*** Opening of TASK INPUT ***

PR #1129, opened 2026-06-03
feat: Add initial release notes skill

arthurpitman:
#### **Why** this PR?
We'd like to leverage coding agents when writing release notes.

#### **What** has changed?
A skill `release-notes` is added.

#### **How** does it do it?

*** Close of TASK INPUT ***

An exact copy of the entries from the line containing "We'd like to" through the last line is the expected answer.

We'd like to leverage coding agents when writing release notes.

#### **What** has changed?
A skill `release-notes` is added.

#### **How** does it do it?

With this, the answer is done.